Ease of setup, was not great. I spent 2 days looking/testing suitable cookie consent banner. Of those I found, I tested 8, and became extremely frustrated because IMHO this should be EASY, but it was most certainly not. I am not technophobia, and do have a decent level of competence to make this work. But it required javascript, and of all I tested only 2 came close, and only one met the technical criteria for the SMB and the cost criteria. That was Termly.
Now, I still say there is no excuse for how the Guardian’s banner was configured, they have money to pay techie to do this work, but for a small business, setting up a cookie consent banner is not reasonable. If 2 days work is required to find/test and install one. That is why I have written this blogpost. If you’re an SMB you don’t need to waste time looking. Carry on reading for an alternative to Termly later on….

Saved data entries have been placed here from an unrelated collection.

Issue #735, opened 2019-05-31
Customizable webhooks for status updates


johnSchnake:
**Describe the solution you'd like**
Allow the user to specify a series of webhooks/subscriptions which certain events will post back too. Examples:
 - subscribe to overall status events (plugin starts/stops/fails or the run is over in general) (similar to #585 )
 - subscribe to each progress update for each plugin (if we complete #354 )
 - subscribe to get the results tarball at the very end (similar to use for #39 )
 - a way to subscribe to get not just the status but maybe even the "results" of each plugin if such a thing is possible.

**Anything else you would like to add:**
Webhooks we be a pretty generic way to allow other tools to be built in/around Sonobuoy without having to vendor Sonobuoy itself and use the internal methods.

It would be great to do something like:
 - launch a run in CI
 - the results automatically get put into S3
 - the final status gets passed to a slackbot and posted into a team channel

Implementing 1 webhook isn't much easier than supporting multiple, we just have to allow the user to specify them and then fire off the info as we get it.

vladimirvivien:
cc @wilsonehusin this maybe worth revisiting as well.

PR #867, opened 2019-09-06
Adjust MASTER_URL to be just the hostname

johnSchnake:
In preparation of supporting status updates, I want to clarify
the meaning of the MASTER_URL env var on the worker.

Up until now the only URL of importance was the results URL so
that is what the MASTER_URL was set to. Soon, we will have results
and status updates, so it makes sense to have the MASTER_URL simply
be the hostname and add the path on the fly depending on which
endpoint we are trying to hit.

ref #735

**Release note**:
```
MASTER_URL set on the Sonobuoy worker container now refers to just `https://<hostname>` instead of the full results URL in order to more easily support manipulating the path used. This should have no impact on users since this is just a value used internally.
```

### DIFF
--- a/cmd/sonobuoy/app/worker.go
+++ b/cmd/sonobuoy/app/worker.go
@@ -21,14 +21,17 @@ import (
 	"crypto/x509"
 	"encoding/pem"
 	"net/http"
+	"net/url"
 	"os"
 	"os/signal"
+	"path"
 	"strings"
 	"syscall"
 	"time"
 
 	"github.com/heptio/sonobuoy/pkg/errlog"
 	"github.com/heptio/sonobuoy/pkg/plugin"
+	"github.com/heptio/sonobuoy/pkg/plugin/aggregation"
 	"github.com/heptio/sonobuoy/pkg/worker"
 	"github.com/pkg/errors"
 	"github.com/sirupsen/logrus"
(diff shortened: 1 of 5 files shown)


pkg/plugin/driver/base.go
```diff
@@ -31,6 +31,13 @@ import (
 	metav1 "k8s.io/apimachinery/pkg/apis/meta/v1"
 )
 
+const (
+	// EnvKey is the env value expected to be set in order to inform the worker env about what mode it is in.
+	// Technically this is also discernable via the command invoked, but this places the
+	// information in the standard env location.
+	EnvKey = "DRIVER"
```
johnSchnake: I'm not certain I really need this. I originally thought I needed it but when starting up the sonobuoy worker we use a different command for each type of (global/node-specific) and _that_ is what triggers the different logic, not anything abou the URL.

I don't think this value is bad to have, but it does complicate the PR a bit. I think I'll remove it.

cmd/sonobuoy/app/worker.go
```diff
@@ -35,6 +37,11 @@ import (
 	"github.com/spf13/cobra"
 )
 
+const (
+	pathResultsByNode = "/api/v1/results/by-node"
+	pathResultsGlobal = "/api/v1/results/global"
```
johnSchnake: I could have tried to export these from the aggregator's package, but the value that those really need has a parameterized suffix (e.g. `/api/v1/results/by-node/{node}/{type}`) and it felt a bit forced to add the new values, export them, and use them to build the existing values by adding back the suffix.

At the time I thought this was a bit overkill, but and it would be normal for a client to reference the paths of things like that.

Update pending...

PR #868, opened 2019-09-09
Show logs for a specific plugin

### LINKED ISSUE #702: Sonobuoy logs should allow specification of a single plugin
We should add an optional selection argument that enables the user to get just the data they want or perhaps even default the plugin to e2e... --plugin=e2e

From splitting #301

zubron:
Add a new flag to the `logs` command to show the logs only for a
specific plugin. If not provided, or no pods are found for the plugin,
default to showing all logs.

We didn't have a way to uniquely identify pods for a plugin, so this
change adds a new label when creating Pods and DaemonSets which can
be used to filter the pods. This means that the flag will not work
for older versions of Sonobuoy, but it will still default to showing
all logs which was the original behaviour.

- Fixes #702 

**Release note**:
```
Sonobuoy can now show only the logs for a specific plugin by using the flag `--plugin <plugin_name>` when using the logs command.
```

### DIFF
--- a/cmd/sonobuoy/app/logs.go
+++ b/cmd/sonobuoy/app/logs.go
@@ -35,6 +35,7 @@ const (
 var logFlags struct {
 	namespace  string
 	follow     bool
+	plugin     string
 	kubeconfig Kubeconfig
 }
 
@@ -52,6 +53,7 @@ func NewCmdLogs() *cobra.Command {
 	)
 	AddKubeconfigFlag(&logFlags.kubeconfig, cmd.Flags())
 	AddNamespaceFlag(&logFlags.namespace, cmd.Flags())
+	cmd.Flags().StringVarP(&logFlags.plugin, pluginFlag, "p", "", "Show logs for a specific plugin")
 	return cmd
 }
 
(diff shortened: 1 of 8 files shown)


johnSchnake:
Seems like that `sonobuoy-plugin` label got removed accidentally when we moved away from template files. https://github.com/heptio/sonobuoy/pull/834/files#diff-90fec45294302b8f99ef89e826ce7e9bL30

LGTM but I'm going to run it manually to double check and then I'll approve.

zubron:
> Seems like that `sonobuoy-plugin` label got removed accidentally when we moved away from template files. https://github.com/heptio/sonobuoy/pull/834/files#diff-90fec45294302b8f99ef89e826ce7e9bL30

The `sonobuoy-plugin` line shown in that commit was for an annotation. We still have those annotations (https://github.com/heptio/sonobuoy/blob/master/pkg/plugin/driver/daemonset/daemonset.go#L88) but the docs for annotations say that they shouldn't be used for identifying objects so that's why we have to now include the label as well. Still means that this new client won't work with the older versions :(

PR #869, opened 2019-09-09
Status updates

### LINKED ISSUE #354: RFE: Implement progress for e2e tests
Something simple we could do is parse the e2e logs (they tell us how many things will run and when things finish). The thing could update the status metadata with some extra % information.

A more long-term solution would be to integrate something directly with ginkgo. This would be good for the extended tests as well.

johnSchnake:
Adds functionality to the aggregator and the workers in order to
allow plugins to report their progress.

 - A new configuration value ProgressUpdatesPort is added to the config
which controls which port the plugins and the worker should
communicate on (via localhost)
 - The worker launches a server listening on that port and relays
the status updates to the aggregator
 - The aggregator puts that information onto the aggregators pod
annotation so that users can see it via `sonobuoy status --json`
or via kubectl

Fixes #354

**Release note**:
```
Adds progress update support for plugins. Plugins communicate their progress to the Sonobuoy worker which is running as a sidecar with it via localhost on a port specified by the environment variable `SONOBUOY_PROGRESS_PORT` (default 8099). This port can be modified via the config value 
```


pkg/plugin/aggregation/aggregator.go
```diff
@@ -157,13 +163,13 @@ func (a *Aggregator) isComplete() bool {
 	return true
 }
 
-func (a *Aggregator) isResultExpected(result *plugin.Result) bool {
-	_, ok := a.ExpectedResults[result.ExpectedResultID()]
+func (a *Aggregator) isResultExpected(obj keyer) bool {
```
johnSchnake: Should rename this to just `isExpected` since now it applies to status updates as well.

pkg/plugin/aggregation/aggregator.go
```diff
@@ -157,13 +163,13 @@ func (a *Aggregator) isComplete() bool {
...
+	_, ok := a.ExpectedResults[obj.Key()]
 	return ok
 }
 
-func (a *Aggregator) isResultDuplicate(result *plugin.Result) bool {
-	_, ok := a.Results[result.ExpectedResultID()]
+func (a *Aggregator) isResultDuplicate(obj keyer) bool {
```
johnSchnake: This name is fine as-is since it really is specific to results; I don't care about duplicate status updates. Probably just need to revert these changes on this method; I think I made them just so it would build at some point.

pkg/plugin/aggregation/aggregator.go
```diff
@@ -198,21 +204,47 @@ func (a *Aggregator) processResult(result *plugin.Result) error {
...
+func (a *Aggregator) processStatus(status plugin.StatusUpdate) error {
+	a.resultsMutex.Lock()
+	defer a.resultsMutex.Unlock()
+
+	// jschnake need to define how this expected stuff works. Either preload another
+	// expected status stuff or utilize the results work. but the results work expects
+	// the 'global' to be known due to a different URL path which we dont have.
+	// Seems like we'd have to say either the key (name+node) or it is (name+global)? Kind of wonky though
+	// and what if you get name/node and name/node2 but expected name+global? Or do we push that
+	// understanding down into the worker? Have a new env that says it is part of a job/ds?
```
johnSchnake: Old comment; can be removed. It now . will check about `expected` but the URL the plugins write to has the node/global in it so there is no ambiguity. I just followed the existing pattern used for results.

pkg/plugin/aggregation/aggregator.go
```diff
@@ -244,6 +276,29 @@ func (a *Aggregator) HandleHTTPResult(result *plugin.Result, w http.ResponseWrit
...
+		switch t := err.(type) {
+		case *httpError:
+			logrus.Errorf("Status processing error (%v): %v", t.HttpCode(), t.Error())
+			http.Error(
+				w,
+				t.Error(),
+				t.HttpCode(),
+			)
+		default:
+			logrus.Errorf("status processing error (%v): %v", http.StatusInternalServerError, t.Error())
```
johnSchnake: nit: capitalization `Status`

pkg/worker/config.go
```diff
@@ -52,6 +57,7 @@ func LoadConfig() (*plugin.WorkerConfig, error) {
 	viper.BindEnv("cacert", "CA_CERT")
 	viper.BindEnv("clientcert", "CLIENT_CERT")
 	viper.BindEnv("clientkey", "CLIENT_KEY")
+	viper.BindEnv("statusport", "SONOBUOY_STATUS_PORT")
```
johnSchnake: We should probably start prefixing our env vars with `SONOBUOY` for clarity/consistency. This is something that should be able to be set by the user to avoid potential conflicts so the worker and the plugin need to get that value from their env.

Makefile
```diff
@@ -24,7 +24,7 @@ REGISTRY ?= gcr.io/heptio-images
 IMAGE = $(REGISTRY)/$(TARGET)
 DIR := ${CURDIR}
 DOCKER ?= docker
-LINUX_ARCH := amd64 arm64
+LINUX_ARCH := amd64
```
johnSchnake: dont commit this; just speeding up local builds

johnSchnake:
TODO:
 - [ ] Do something with the given status updates; currently, we just log them but we want to surface them to the user
 - [ ] Add an example plugin which submits these status updates. I have a one for personal testing, but I should make one that is more focused on just the status updates (like a ticker/countdown plugin or something)

johnSchnake:
Codecov gets a bit confused with the force pushes; the link to the most recent commit is here: https://codecov.io/gh/heptio/sonobuoy/commit/d9ba95a9ac626ccaca2f4e8a26cafdf1c2080811
which shows a diff coverage of 42% (not the 28% shown). It reduces the overall coverage by 0.11%. I may add a bit more to ensure we are moving coverage upward but, consistent with our past practices, I don't want to get this stuck making trivial tests just for coverage sake. I'm just using it as a baromter of whether or not I'm testing the reasonable logic centers of the code.

pkg/plugin/aggregation/update_test.go
```diff
@@ -210,3 +211,114 @@ func TestGetAggregatorPodName(t *testing.T) {
...
+				Status: "running",
+			},
+			results: map[string]*plugin.Result{
+				"type1/node1": {NodeName: "node1", ResultType: "type1"},
+			},
+			updates: map[string]*plugin.StatusUpdate{
+				"type1/node1": {PluginName: "type1", Node: "node1", Status: "new status"},
+			},
+		}, {
+			desc: "Non-overlapping updates and results",
```
johnSchnake: TODO: 
 - [ ] test with failing result
 - [ ] test with failures and errors in the status update

pkg/plugin/aggregation/aggregator.go
```diff
@@ -198,21 +212,45 @@ func (a *Aggregator) processResult(result *plugin.Result) error {
...
 	// Upon success, we no longer want to keep processing duplicate results.
-	delete(a.FailedResults, result.ExpectedResultID())
+	delete(a.FailedResults, result.Key())
+
+	return nil
+}
+
+// processStatus is the main aggregator logic for handling the status updates from plugins.
+// We first
+func (a *Aggregator) processStatus(status plugin.StatusUpdate) error {
```
johnSchnake: Add a simple test or two for this; ensuring what/how we check for expected values and handle global nodes, erroring, etc

pkg/plugin/aggregation/aggregator.go
```diff
@@ -244,6 +282,30 @@ func (a *Aggregator) HandleHTTPResult(result *plugin.Result, w http.ResponseWrit
 	}
 }
 
+// HandleHTTPStatus wraps the aggregators processStatus method in such a way as to respond
+// with appropriate logging and HTTP codes.
+func (a *Aggregator) HandleHTTPStatus(status plugin.StatusUpdate, w http.ResponseWriter) {
```
johnSchnake: Will add a processstatus test already; may want to add a test here to ensure we properly continue to report the errors/codes as intended.

pkg/plugin/aggregation/handler.go
```diff
@@ -97,6 +126,19 @@ func resultFromRequest(r *http.Request, muxVars map[string]string) *plugin.Resul
 	return result
 }
 
+func statusFromRequest(r *http.Request, muxVars map[string]string) (plugin.StatusUpdate, error) {
+	var update plugin.StatusUpdate
+	dec := json.NewDecoder(r.Body)
+	err := dec.Decode(&update)
+	update.Node = muxVars["node"]
```
zubron: In the case where the decode fails and there is an error, is the resulting `update` object used?

pkg/plugin/aggregation/handler_test.go
```diff
@@ -232,3 +239,68 @@ func TestFilenameFromHeader(t *testing.T) {
...
 	}
 }
+
+func TestStatusFromRequest(t *testing.T) {
+	tcs := []struct {
+		desc        string
+		input       io.Reader
+		vars        map[string]string
+		expected    *plugin.StatusUpdate
+		expectedErr string
```
zubron: Will more test cases get added here to check for error cases?

pkg/plugin/aggregation/status.go
```diff
@@ -123,3 +139,28 @@ func GetStatus(client kubernetes.Interface, namespace string) (*Status, error) {
 
 	return &status, nil
 }
+
+// SetStatus sets the status on the pod via an annotation. It will overwrite the
+// existing status.
+func SetStatus(client kubernetes.Interface, namespace string, status *Status) error {
```
zubron: Perhaps this should include Pod in its name, `SetPodStatus`?

pkg/plugin/aggregation/status.go
```diff
@@ -49,6 +51,8 @@ type PluginStatus struct {
 
 	ResultStatus       string         `json:"result-status"`
 	ResultStatusCounts map[string]int `json:"result-counts"`
+
+	Progress *plugin.StatusUpdate
```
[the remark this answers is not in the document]
johnSchnake: 👍 Thanks for catching this; I ran across seeing that in the json but didnt remember to take a note to fix it.

pkg/plugin/aggregation/handler.go
johnSchnake: It shouldn't be (by convention if you get the err the value is not very meaningful), but the method is just a few lines long and avoids an unnecessary indentation by  just returning the object/wrapped error. We have to return an object anyways (even on the error case) so it doesn't matter if we do/dont set these values.

pkg/plugin/aggregation/status.go
johnSchnake: 👍 I'll fix up the name. Yes the term status is very overloaded. I had just copied this from elsewhere and I think it may be able to be removed from the diff now; I'll double check. Either way I'll clarify the name.

johnSchnake:
@zubron I agree with all the naming concerns. I started calling them statusUpdates but then as I kept working on it I kept running more and more into things like `updater.Status.Status` and so I started using `Progress` to differentiate it. This is accurate and distinct so I think I should go back and update them all.

So there is `Status` which is the aggregate pod status, `PluginStatus` objects which are each individual status of the plugin which includes the `Progress` object we're creating.

Somewhat confusing is the `PluginStatus` because it originally (in the long long ago time) had `status` which meant completed/running/failed but then we added the concept of _actual_ results such as passed/failed so we called that `resultStatus`. In addition, the `Progress` object we're adding has a catchall string which we called `status`. Maybe I'll just update that to be `msg` since it really is just a catchall for plugin authors to use as they want really.

pkg/plugin/aggregation/update_test.go
johnSchnake: Glad I did these; found a bug in the code that prevented some data from being reported.

pkg/plugin/aggregation/aggregator.go
```diff
@@ -198,21 +212,45 @@ func (a *Aggregator) processResult(result *plugin.Result) error {
...
-	delete(a.FailedResults, result.ExpectedResultID())
+	delete(a.FailedResults, result.Key())
+
+	return nil
+}
+
+// processStatus is the main aggregator logic for handling the status updates from plugins.
+// We first
+func (a *Aggregator) processStatus(status plugin.StatusUpdate) error {
+	a.resultsMutex.Lock()
```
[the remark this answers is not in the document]
johnSchnake: I wouldn't jump at the chance to worry about this right now. The other logic that exists for results handling locks/unlocks the mutex at a higher level so that while it is handling a given result (not just checking for duplicates/etc) no other results "cut in line".

If I moved mutex handling down into those low level calls then we lose the ability to do higher level locking without hitting conflicts.

pkg/plugin/aggregation/handler_test.go
johnSchnake: Added one 👍

johnSchnake:
Lots of renames and a fair number of new tests added. Ready for a final review.

pkg/plugin/aggregation/handler.go
```diff
@@ -37,47 +39,74 @@ const (
 	PathResultsByNode = "/api/v1/results/by-node"
 
 	// PathResultsGlobal is the path for global (non-node-specific) results to be PUT to. Callers should
-	// add one path elements as a suffix to this to specify the plugin name (e.g. `<path>/plugin`)
+	// add one path element as a suffix to this to specify the plugin name (e.g. `<path>/plugin`)
 	PathResultsGlobal = "/api/v1/results/global"
 
+	// PathStatusByNode is the path for node-specific status to be POSTed to. Callers should
+	// add two path elements as a suffix to this to specify the node and plugin (e.g. `<path>/node/plugin`)
+	PathStatusByNode = "api/v1/status/by-node"
```
zubron: I thought that the API path for this would also have been changed. Did you want to keep it as `status`?

examples/plugins/progress-reporter/run.sh
```diff
@@ -0,0 +1,43 @@
...
+
+results_dir="${RESULTS_DIR:-/tmp/results}"
+progress_port="${SONOBUOY_PROGRESS_PORT:-8099}"
+total_updates=60
+sleep_seconds=1
+
+# saveResults prepares the results for handoff to the Sonobuoy worker.
+# See: https://github.com/heptio/sonobuoy/blob/master/docs/plugins.md
+saveResults() {
+    #cd ${results_dir}
```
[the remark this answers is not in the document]
johnSchnake: 👍 Thanks I must not have carefully looked at this file. It was copied from the easy-cmd example and just tweaked to work.

pkg/plugin/aggregation/handler.go
johnSchnake: No lets change that as well.

johnSchnake:
Updated based on comments, will check back tomorrow and do a self review too. Thanks @zubron for all the comments so far.

pkg/plugin/aggregation/handler.go
```diff
@@ -109,6 +151,23 @@ func (h *Handler) resultsHandler(w http.ResponseWriter, r *http.Request) {
 	r.Body.Close()
 }
 
+func (h *Handler) statusHandler(w http.ResponseWriter, r *http.Request) {
```
zubron: Sorry to point out another naming thing, but for consistency I think we should use `progress` in this file. Especially in the log messages.

pkg/config/config.go
```diff
@@ -161,6 +163,9 @@ type Config struct {
 	ImagePullPolicy   string            `json:"ImagePullPolicy" mapstructure:"ImagePullPolicy"`
 	ImagePullSecrets  string            `json:"ImagePullSecrets" mapstructure:"ImagePullSecrets"`
 	CustomAnnotations map[string]string `json:"CustomAnnotations,omitempty" mapstructure:"CustomAnnotations"`
+
+	// ProgressUpdatesPort is the port on which the Sonobuoy worker will listen for status updates from its plugin.
+	ProgressUpdatesPort string `json:"ProgressUpdatesPort,omitempty" mapstructure:"StatusUpdates"`
```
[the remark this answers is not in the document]
zubron: This conversation was resolved but it looks like this still needs to be updated. There was a commit in between which changed this line. Did the change get removed again?

johnSchnake:
@zubron Thanks for all the reviews; I appreciate all the naming finds you pointed out. `status` is a hard word to grep against to find meaningful updates.

I've since updated the places you pointed out and also update the example a bit more and fixed some typos in the example README.

Rebased as well and so I'll let this go green on CI and then merge.

pkg/config/config.go
```diff
@@ -161,6 +163,9 @@ type Config struct {
 	ImagePullPolicy   string            `json:"ImagePullPolicy" mapstructure:"ImagePullPolicy"`
 	ImagePullSecrets  string            `json:"ImagePullSecrets" mapstructure:"ImagePullSecrets"`
 	CustomAnnotations map[string]string `json:"CustomAnnotations,omitempty" mapstructure:"CustomAnnotations"`
+
+	// ProgressUpdatesPort is the port on which the Sonobuoy worker will listen for status updates from its plugin.
+	ProgressUpdatesPort string `json:"ProgressUpdatesPort,omitempty" mapstructure:"ProgressUpdatesPort"`
```
johnSchnake: The line has been updated here; not sure why it wasn't in the line you commented on. I'm unable to reply to your comment as well since I think it is on an old commit that isn't referenced now.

It doesn’t stop here. I then checked this blog to look at cookies. This blog was originally setup by myself in 2007, and cookies weren’t a big thing then. Even since, I haven’t given a thought to my musings on this blog, and that a cookie consent banner is necessary, because I wanted to believe that Article 2 applied, household exception. However, now we are many Authors, and unfortunately WordPress downloads over 80 cookies! Even though this is a personal blog, now for many, we needed to fix this -now that I’m on a cookie kill drive, and starting to hate these little blighters!
Now if your business website is using WordPress you must upgrade to Business to get the Plugin for free, and this should be easy to install, although I haven’t tried yet, because this is a personal blog, and I don’t intend to upgrade at a monthly subscription of €35 just to get my hands on a cookie consent banner. I checked some other cookie banner options. I received a tip on Metomic from a privacy Connection, and I liked it, wish I’d found before. But when it scanned this virtualshadows blog it reported there were no cookies, which is a lie. It could be that it is a not on its own domain. But Metomic looks easy to use, is free, and could be worth testing as an alternative to Termly. I may even replace Termly with Metomic, but it does require some code in the website Header, not sure if this is required or optional.
As it looks now, unless I find a free cookie banner, this blog will be migrated to another platform. Criteria, it must be free of cost, and free of cookies.
My takeaway from the last 3 days…. is that the cookie consent banner has pulled me -a single-man resource in my business- from product development and from revenue generating activities. GDPR has in practice blocked innovation and growth. I became angry and frustrated, not only by the activity, but at the thought that every small business out there which requires a cookie consent banner will find it just too difficult to fix, and they don’t have budget to pay someone else to do this as the larger organisations have.